Игорь Семенович несколько успокоился после слов полковника. Так, надо было действовать безотлагательно. Он позвонил в Дом ветеранов и попросил выявить заслуженных пенсионеров, чье детство или юность пришлись на военные годы и кто был свидетелем оккупации Стеклова или даже участвовал в освобождении города. К большой его радости, через три дня выяснилось, что таких среди стекловских ветеранов оказалось немало. Но возникли сложности, о которых доверительно сообщила ему по телефону директриса Алла Геннадьевна, дородная дама лет сорока. Она вот уже десять лет находилась в состоянии необъявленной войны с собственным весом, но вес ее, по причине частых застолий и обильных возлияний в подведомственном учреждении, неизменно выходил победителем в этой борьбе. Что только ни делала Алла Геннадьевна, чтобы влезть в обожаемую ею джинсовую брючную тройку! Она запретила своим сотрудникам и активистам ветеранских организаций подносить ей в праздники шоколад и конфеты, сократила до минимума чаепития в рабочее время, даже собственный день рождения превратила в день строгого поста, но настырные старики с чувством глубочайшей благодарности все тащили и тащили, так что Алла Геннадьевна частенько пребывала в угнетенном состоянии духа.
Алла Геннадьевна сообщила Игорю Семеновичу, что шестнадцать пенсионеров, активно посещающих ее учреждение, в дни оккупации и освобождения города были подростками, но, к сожалению, из всех шестнадцати Игоря Семеновича сможет заинтересовать только один старик, поскольку трое из этого числа уже с трудом вспоминают свое имя, четверо наотрез отказались давать интервью, шесть человек после войны основательно подпортили свои анкетные данные, связавшись с уголовным кодексом, а двое из списка, по собственным наблюдениям Аллы Геннадьевны, склонны к фантазиям и вполне могут выкинуть из старческой вредности что-нибудь этакое.
– Что же, Алла Геннадьевна, будем работать с теми, кто остался, – тепло поблагодарил Игорь Семенович директрису и тут же деловито осведомился:
– Старик-то хоть не из идейных? Какое у него образование?
– Образование самое подходящее, Игорь Семенович, – семь классов, восьмой коридор, да еще курсы электромонтеров в учебном комбинате, – успокоила его Алла Геннадьевна.
Игорь Семенович заметно повеселел. Теперь-то за основным очерком праздничной полосы дело не встанет. Этот старик, по словам Аллы Геннадьевны, узнав о предстоящем очерке в районной газете, чуть ли не прослезился. Он порывался сам приехать в редакцию, и Алле Геннадьевне едва хватило красноречия, чтобы удержать старика дома.
Это дело оказалось трудным.
– К вам, Максим Яковлевич, приедут домой.
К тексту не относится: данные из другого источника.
PR #4140, opened 2019-09-02
Module to pass User Ids to DFP

pm-harshad-mane:
## Type of change
- [X] Feature

## Description of change
- This module works with userId module.
- This module is used to pass userIds to GAM (formerly DFP) in targeting so that user ids can be used to pass in Google Exchange Bidding or can be used for targeting in GAM.

## Sample config
```
pbjs.setConfig({

	// your existing userIds config

	usersync: {
		userIds: [{...}, ...]
	},

	// new shareUserIds config

	userIdTargeting: {
		"GAM": true,
		"GAM_KEYS": {
			"tdid": "TTD_ID" // send tdid as TTD_ID
		}
	}
});
```

## Config options
- GAM: is required to be set to true if a publisher wants to send UserIds as targeting in GAM call. This module uses ``` googletag.pubads().setTargeting('key-name', ['value']) ``` API to set GAM targeting.
- GAM_KEYS: is an optional config object to be used with ``` "GAM": true ```. If not passed then all UserIds are passed with key-name used in UserIds object.
If a publisher wants to pass ```UserId.tdid``` as TTD_ID in targeting then set  ``` GAM_KEYS: { "tdid": "TTD_ID" }```
If a publisher does not wants to pass ```UserId.tdid``` but wants to pass other Ids in UserId tthen set ``` GAM_KEYS: { "tdid": "" }```

## Including this module in Prebid
``` $ gulp build --modules=userId,userIdTargeting,pubmaticBidAdapter ```

## Notes
- We can add support for other external systems like GAM in future
- We have not added support for A9/APSTag as it is called in parallel with Prebid. This module executes when ```pbjs.requestBids``` is called, in practice call to A9 is expected to execute in parallel to Prebid thus we have not covered A9 here. For sending Uids in A9 one will need to set those in params key in the object passed to ```apstag.init```, ```pbjs.getUserIds``` can be used for the same.

### DIFF
--- a/modules/userIdTargeting.js
+++ b/modules/userIdTargeting.js
@@ -2,11 +2,11 @@ import {config} from '../src/config';
 import {getGlobal} from '../src/prebidGlobal';
 import { isStr, isPlainObject, isBoolean, isFn, hasOwn, logInfo } from '../src/utils';
 
-const MODULE_NAME = 'shareUserIds';
+const MODULE_NAME = 'userIdTargeting';
 const GAM = 'GAM';
 const GAM_KEYS_CONFIG = 'GAM_KEYS';
 
-export function shareUserIds(userIds, config) {
+export function userIdTargeting(userIds, config) {
   if (!isPlainObject(config)) {
     logInfo(MODULE_NAME + ': Invalid config found, not sharing userIds externally.');
     return;
@@ -44,7 +44,7 @@ export function shareUserIds(userIds, config) {
 export function init(config) {
   getGlobal().requestBids.before(function(fn, reqBidsConfigObj) {
     // using setTimeout to avoid delay
-    setTimeout(shareUserIds, 0, (getGlobal()).getUserIds(), config.getConfig(MODULE_NAME));
+    setTimeout(userIdTargeting, 0, (getGlobal()).getUserIds(), config.getConfig(MODULE_NAME));
     // calling fn allows prebid to continue processing
     return fn.call(this, reqBidsConfigObj);
   }, 40);
--- a/modules/userIdTargeting.js
+++ b/modules/userIdTargeting.js
@@ -1,5 +1,7 @@
 import {config} from '../src/config';
 import {getGlobal} from '../src/prebidGlobal';
+import CONSTANTS from '../src/constants.json';
+import events from '../src/events';
 import { isStr, isPlainObject, isBoolean, isFn, hasOwn, logInfo } from '../src/utils';
 
 const MODULE_NAME = 'userIdTargeting';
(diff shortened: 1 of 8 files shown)

### CODE REVIEW

**Comment by pm-harshad-mane** [comment]
Hello @idettman , @jaiminpanchal27 

**Comment by pm-harshad-mane** [comment]
Hello @bretg ,

Thank you for the review.
I have renamed DFP to GAM, also renamed the module to userIdTargeting.
I will create a separate PR to update http://prebid.org/dev-docs/modules/userId.html

**Comment by pm-harshad-mane** [comment]
Documentation PR https://github.com/prebid/prebid.github.io/pull/1462

**Comment by pm-harshad-mane** [comment]
Hello @idettman , @jaiminpanchal27 , @mkendall07 ,

**Comment by pm-harshad-mane** [comment]
Hello @idettman , @jaiminpanchal27 , @mkendall07 ,

File: modules/userIdTargeting.js [hunk 1]
```diff
@@ -0,0 +1,62 @@
...
+          (hasOwn(PUB_GAM_KEYS, key) ? PUB_GAM_KEYS[key] : key),
+          [ uidStr ]
+        );
+      }
+    }
+  });
+}
+
+export function init(config) {
+  getGlobal().requestBids.before(function(fn, reqBidsConfigObj) {
```
jaiminpanchal27: I think we should not add this as a hook to requestBids. This module when included will delay all calls to requestBids. 
The feature here if I understand correctly needs to set some targeting key value pair before the ad server call. So why are we doing this every time before requestBids. This can be done just before ad server call.

pm-harshad-mane: I tried if "after" hook is present but it is not. thus I added setTimeout(func(){}, 0) inside the function to avoid delay. 
Can you please any other appropriate hook? happy to move to a better approach :)

pm-harshad-mane: @jaiminpanchal27 or shall I use ```pbjs.onEvent('auctionEnd', function(){ /* our code here */ })```

mkendall07: auctionEnd is probably a better option.

pm-harshad-mane: Thank you @mkendall07 , I made the said changes.

modules/userIdTargeting.js
```diff
@@ -0,0 +1,59 @@
...
+          (hasOwn(PUB_GAM_KEYS, key) ? PUB_GAM_KEYS[key] : key),
+          [ uidStr ]
+        );
+      }
+    }
+  });
+}
+
+export function init(config) {
+  $$PREBID_GLOBAL$$.onEvent('auctionEnd', function() {
```
jaiminpanchal27: @pm-harshad-mane Can you use `events.on` api here instead of $$PREBID_GLOBAL$$. Sample use: https://github.com/prebid/Prebid.js/blob/master/modules/userId/index.js#L252

pm-harshad-mane: Sure, @jaiminpanchal27 ,  I have pushed the suggested change

pm-harshad-mane:
Hello @idettman ,

pm-harshad-mane:
Thank you @jaiminpanchal27 , @bretg , @idettman and @mkendall07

И никуда ходить не надо. Вы слышите меня, Максим Яковлевич? Будьте завтра дома и ждите приезда двух сотрудников редакции, журналиста и фотокорреспондента. – Алла Геннадьевна битых полчаса сидела у телефона и старалась четко и ясно произносить слова, зная, что старик почти глухой.
Директриса уже хотела окончить разговор и положить телефонную трубку, как вдруг Максим Яковлевич довольно сообщил ей, что его старуха накроет праздничный стол, а сам он по случаю приезда важных гостей достанет пол-литра «Стольной». Алла Геннадьевна от испуга обомлела, но через мгновение взяла себя в руки и тоном фельдфебеля приказала Максиму Яковлевичу пол-литра отставить, а угощать гостей исключительно чаем. Старик хотел было оспорить ее решение, весьма фривольно заявив, что он еще ого-го и в тираж не вышел, но в ответ на это Алла Геннадьевна заявила, что никаких корреспондентов Максим Яковлевич не дождется, если будет упорствовать и вести себя, как дитя малое.
Угроза подействовала. Максим Яковлевич хотел обидеться, но передумал, однако вовсе не из-за ультиматума Аллы Геннадьевны, а под давлением супруги, которая, как слышала директриса в трубку, по-семейному и не без легкого рукоприкладства призвала его к порядку.